● Assigned task: Look through the records that follow. Copy every line containing the word "validAccounts".

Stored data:

┄┄┄┄┄┄┄┄┄┄

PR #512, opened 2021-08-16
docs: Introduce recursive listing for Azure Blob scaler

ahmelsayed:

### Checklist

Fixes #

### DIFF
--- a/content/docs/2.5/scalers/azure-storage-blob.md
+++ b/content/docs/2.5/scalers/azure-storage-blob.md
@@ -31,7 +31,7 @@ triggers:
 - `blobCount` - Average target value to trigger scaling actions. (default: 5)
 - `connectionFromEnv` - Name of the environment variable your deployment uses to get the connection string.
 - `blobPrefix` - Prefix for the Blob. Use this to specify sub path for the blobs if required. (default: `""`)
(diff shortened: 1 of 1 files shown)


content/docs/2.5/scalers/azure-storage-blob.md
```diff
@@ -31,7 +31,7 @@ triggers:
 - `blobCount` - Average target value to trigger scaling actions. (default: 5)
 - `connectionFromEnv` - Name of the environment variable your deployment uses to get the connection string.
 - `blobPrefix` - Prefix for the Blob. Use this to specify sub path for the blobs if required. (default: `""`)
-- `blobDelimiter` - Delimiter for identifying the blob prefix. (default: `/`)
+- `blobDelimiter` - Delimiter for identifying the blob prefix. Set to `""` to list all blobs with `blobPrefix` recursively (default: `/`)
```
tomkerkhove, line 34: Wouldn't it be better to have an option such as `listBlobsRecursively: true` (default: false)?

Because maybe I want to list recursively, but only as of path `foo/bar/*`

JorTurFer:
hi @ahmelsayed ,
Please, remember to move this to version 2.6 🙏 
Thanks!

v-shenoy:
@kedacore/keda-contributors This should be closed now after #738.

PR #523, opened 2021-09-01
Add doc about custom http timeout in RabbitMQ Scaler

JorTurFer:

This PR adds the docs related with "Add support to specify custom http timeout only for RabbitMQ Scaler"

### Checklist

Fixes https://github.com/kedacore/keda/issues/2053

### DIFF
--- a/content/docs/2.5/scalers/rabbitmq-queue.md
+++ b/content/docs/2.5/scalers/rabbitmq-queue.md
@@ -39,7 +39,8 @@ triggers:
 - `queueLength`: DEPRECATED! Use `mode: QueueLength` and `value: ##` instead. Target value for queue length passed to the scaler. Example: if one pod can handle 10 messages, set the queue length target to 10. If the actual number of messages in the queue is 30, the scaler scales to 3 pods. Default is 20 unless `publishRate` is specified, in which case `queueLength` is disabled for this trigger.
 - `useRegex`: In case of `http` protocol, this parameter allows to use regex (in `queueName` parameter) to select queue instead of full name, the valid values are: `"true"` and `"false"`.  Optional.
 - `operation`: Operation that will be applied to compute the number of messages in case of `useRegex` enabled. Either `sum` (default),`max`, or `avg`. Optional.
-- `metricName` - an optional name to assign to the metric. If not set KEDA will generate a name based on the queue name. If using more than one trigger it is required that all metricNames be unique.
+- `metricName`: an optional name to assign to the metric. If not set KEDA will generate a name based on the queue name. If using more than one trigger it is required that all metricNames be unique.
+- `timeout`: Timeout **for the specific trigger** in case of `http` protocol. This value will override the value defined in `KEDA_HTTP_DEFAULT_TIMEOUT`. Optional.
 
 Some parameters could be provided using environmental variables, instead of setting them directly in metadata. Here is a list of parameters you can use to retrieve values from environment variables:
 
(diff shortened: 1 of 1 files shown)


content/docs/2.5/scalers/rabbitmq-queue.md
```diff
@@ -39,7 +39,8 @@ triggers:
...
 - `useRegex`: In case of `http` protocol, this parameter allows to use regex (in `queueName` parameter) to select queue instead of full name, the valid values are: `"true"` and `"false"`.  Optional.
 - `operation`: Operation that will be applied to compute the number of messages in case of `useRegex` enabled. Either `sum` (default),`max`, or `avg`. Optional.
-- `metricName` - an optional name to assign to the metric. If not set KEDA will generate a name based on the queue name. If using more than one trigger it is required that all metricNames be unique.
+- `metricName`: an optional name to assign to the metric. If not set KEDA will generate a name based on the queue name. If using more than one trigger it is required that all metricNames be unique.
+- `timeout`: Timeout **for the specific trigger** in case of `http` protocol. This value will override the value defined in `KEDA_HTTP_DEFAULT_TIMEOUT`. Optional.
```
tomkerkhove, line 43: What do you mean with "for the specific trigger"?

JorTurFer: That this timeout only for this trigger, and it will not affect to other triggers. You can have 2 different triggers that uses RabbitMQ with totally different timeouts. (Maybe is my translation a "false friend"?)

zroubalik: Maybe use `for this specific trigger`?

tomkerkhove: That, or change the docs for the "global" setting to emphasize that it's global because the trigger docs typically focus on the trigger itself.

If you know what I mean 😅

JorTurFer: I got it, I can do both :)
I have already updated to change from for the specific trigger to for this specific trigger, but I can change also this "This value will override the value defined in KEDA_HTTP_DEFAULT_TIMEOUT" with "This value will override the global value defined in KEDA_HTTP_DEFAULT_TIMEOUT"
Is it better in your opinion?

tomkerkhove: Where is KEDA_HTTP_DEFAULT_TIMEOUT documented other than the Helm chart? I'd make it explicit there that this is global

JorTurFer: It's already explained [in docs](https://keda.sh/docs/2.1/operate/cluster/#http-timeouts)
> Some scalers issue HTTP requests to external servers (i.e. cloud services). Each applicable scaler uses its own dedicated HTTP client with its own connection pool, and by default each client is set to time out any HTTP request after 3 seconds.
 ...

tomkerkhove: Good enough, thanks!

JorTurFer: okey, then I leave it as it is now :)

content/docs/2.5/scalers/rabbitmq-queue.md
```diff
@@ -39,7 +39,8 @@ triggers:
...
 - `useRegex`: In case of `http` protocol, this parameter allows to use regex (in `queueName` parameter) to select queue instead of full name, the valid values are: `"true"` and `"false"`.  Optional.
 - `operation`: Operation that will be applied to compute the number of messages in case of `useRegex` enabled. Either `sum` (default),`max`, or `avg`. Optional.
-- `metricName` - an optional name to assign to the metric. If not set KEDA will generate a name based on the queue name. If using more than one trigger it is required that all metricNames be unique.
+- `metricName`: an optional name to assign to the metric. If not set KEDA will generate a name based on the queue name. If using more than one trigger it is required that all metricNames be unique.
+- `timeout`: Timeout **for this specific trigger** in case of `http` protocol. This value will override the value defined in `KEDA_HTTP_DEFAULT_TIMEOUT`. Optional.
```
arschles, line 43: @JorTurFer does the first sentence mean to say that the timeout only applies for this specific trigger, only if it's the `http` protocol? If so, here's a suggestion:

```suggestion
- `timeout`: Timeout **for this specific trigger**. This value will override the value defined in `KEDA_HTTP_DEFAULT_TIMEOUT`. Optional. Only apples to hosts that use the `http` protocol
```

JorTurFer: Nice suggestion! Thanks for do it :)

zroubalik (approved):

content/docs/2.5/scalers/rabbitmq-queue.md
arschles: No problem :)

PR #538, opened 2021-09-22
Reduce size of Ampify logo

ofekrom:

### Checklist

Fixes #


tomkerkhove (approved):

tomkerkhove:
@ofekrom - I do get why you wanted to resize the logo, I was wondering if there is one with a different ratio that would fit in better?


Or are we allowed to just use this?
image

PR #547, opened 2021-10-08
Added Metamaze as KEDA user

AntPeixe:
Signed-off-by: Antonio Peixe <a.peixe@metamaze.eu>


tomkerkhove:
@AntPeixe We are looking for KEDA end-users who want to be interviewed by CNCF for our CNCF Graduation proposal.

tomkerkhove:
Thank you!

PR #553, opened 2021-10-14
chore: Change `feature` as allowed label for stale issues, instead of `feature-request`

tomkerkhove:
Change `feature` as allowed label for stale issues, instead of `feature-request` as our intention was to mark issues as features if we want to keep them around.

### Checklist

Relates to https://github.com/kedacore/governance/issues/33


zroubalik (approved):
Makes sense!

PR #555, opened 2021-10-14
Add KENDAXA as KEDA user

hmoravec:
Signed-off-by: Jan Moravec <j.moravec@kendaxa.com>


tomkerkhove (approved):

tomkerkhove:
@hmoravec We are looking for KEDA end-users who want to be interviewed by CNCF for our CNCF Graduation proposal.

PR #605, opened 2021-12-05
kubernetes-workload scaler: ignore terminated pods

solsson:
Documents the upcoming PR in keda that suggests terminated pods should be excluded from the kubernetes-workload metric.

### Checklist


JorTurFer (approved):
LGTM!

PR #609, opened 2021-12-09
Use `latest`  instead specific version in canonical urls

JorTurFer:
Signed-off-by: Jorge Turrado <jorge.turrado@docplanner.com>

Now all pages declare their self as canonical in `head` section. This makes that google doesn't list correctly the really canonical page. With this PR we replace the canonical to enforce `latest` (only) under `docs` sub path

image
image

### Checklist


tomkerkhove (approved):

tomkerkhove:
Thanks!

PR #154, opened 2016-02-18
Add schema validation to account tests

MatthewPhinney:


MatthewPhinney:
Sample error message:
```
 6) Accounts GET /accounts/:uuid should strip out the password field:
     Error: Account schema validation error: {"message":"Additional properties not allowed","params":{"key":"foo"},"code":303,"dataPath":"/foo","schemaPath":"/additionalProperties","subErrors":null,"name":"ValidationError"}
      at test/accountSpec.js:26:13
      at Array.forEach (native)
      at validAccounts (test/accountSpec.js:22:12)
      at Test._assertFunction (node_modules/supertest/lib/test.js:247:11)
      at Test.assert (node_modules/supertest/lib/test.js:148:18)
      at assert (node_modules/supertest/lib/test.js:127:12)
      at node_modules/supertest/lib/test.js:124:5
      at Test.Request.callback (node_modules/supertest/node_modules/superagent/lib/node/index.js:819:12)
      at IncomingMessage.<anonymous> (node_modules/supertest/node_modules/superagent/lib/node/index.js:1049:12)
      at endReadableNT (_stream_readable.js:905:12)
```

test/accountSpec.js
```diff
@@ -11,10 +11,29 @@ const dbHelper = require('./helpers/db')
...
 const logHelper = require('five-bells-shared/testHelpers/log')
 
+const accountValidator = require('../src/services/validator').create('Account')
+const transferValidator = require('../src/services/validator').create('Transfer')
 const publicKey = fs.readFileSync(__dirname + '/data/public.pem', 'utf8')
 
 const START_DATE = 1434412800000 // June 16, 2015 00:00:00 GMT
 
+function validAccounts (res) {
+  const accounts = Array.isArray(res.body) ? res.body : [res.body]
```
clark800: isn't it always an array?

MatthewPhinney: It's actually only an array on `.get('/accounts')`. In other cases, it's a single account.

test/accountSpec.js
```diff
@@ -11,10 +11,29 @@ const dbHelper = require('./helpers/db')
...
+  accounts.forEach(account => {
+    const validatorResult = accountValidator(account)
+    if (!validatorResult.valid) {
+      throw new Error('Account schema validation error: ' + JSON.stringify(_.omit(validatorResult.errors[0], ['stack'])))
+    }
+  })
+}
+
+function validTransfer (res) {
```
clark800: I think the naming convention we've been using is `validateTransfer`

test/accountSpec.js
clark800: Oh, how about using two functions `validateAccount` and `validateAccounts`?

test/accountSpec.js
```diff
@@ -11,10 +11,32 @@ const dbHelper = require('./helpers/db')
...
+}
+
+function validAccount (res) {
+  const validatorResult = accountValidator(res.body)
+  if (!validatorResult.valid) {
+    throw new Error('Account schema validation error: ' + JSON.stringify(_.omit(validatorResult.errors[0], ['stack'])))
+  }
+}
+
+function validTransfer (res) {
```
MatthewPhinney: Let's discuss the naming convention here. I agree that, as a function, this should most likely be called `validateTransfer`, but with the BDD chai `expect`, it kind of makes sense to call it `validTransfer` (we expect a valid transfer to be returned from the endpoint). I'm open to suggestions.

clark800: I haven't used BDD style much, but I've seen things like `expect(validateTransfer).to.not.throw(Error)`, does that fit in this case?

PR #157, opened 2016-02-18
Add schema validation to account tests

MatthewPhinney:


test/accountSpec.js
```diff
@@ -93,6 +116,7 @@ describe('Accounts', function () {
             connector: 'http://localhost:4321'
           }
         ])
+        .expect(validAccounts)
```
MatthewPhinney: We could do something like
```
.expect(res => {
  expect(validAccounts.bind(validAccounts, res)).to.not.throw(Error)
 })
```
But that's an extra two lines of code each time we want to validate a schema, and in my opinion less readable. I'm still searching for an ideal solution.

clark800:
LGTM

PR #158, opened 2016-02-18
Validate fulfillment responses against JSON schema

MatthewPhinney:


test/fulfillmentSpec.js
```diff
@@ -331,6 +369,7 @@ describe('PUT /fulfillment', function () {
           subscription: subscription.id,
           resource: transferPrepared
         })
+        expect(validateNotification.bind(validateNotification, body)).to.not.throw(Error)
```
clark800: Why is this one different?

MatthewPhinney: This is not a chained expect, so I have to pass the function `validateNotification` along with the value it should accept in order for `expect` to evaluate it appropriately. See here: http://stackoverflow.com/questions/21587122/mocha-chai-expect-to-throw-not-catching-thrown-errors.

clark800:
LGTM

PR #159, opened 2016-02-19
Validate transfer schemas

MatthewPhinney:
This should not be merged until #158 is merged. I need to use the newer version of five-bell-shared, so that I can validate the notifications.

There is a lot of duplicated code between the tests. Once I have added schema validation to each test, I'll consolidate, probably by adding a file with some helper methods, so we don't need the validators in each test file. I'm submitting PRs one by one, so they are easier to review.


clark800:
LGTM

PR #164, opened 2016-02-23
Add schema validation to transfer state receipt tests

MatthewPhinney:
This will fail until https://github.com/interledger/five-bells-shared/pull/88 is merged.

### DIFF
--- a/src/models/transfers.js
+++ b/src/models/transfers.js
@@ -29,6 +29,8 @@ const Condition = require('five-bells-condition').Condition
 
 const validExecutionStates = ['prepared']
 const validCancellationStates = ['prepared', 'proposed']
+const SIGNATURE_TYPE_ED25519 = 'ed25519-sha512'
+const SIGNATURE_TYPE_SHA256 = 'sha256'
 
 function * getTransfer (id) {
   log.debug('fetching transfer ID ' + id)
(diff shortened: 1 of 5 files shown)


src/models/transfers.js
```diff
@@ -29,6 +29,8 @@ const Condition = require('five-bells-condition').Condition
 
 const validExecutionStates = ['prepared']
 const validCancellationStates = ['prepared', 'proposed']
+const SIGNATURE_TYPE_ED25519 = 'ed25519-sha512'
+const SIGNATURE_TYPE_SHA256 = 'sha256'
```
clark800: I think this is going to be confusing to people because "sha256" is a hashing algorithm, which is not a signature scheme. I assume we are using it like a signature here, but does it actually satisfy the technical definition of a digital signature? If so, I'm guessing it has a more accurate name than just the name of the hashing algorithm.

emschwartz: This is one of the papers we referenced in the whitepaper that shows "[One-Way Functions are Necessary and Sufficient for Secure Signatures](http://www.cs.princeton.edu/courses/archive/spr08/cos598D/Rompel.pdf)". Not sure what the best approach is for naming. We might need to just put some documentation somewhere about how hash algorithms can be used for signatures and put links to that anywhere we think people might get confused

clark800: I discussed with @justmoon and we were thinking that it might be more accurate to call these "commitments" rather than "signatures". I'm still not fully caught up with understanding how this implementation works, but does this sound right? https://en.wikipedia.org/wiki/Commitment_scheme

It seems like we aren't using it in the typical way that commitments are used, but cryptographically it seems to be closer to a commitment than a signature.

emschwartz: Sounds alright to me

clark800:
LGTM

┄┄┄┄┄┄┄┄┄┄

● Solution to this task:
      at validAccounts (test/accountSpec.js:22:12)
+function validAccounts (res) {
+        .expect(validAccounts)
  expect(validAccounts.bind(validAccounts, res)).to.not.throw(Error)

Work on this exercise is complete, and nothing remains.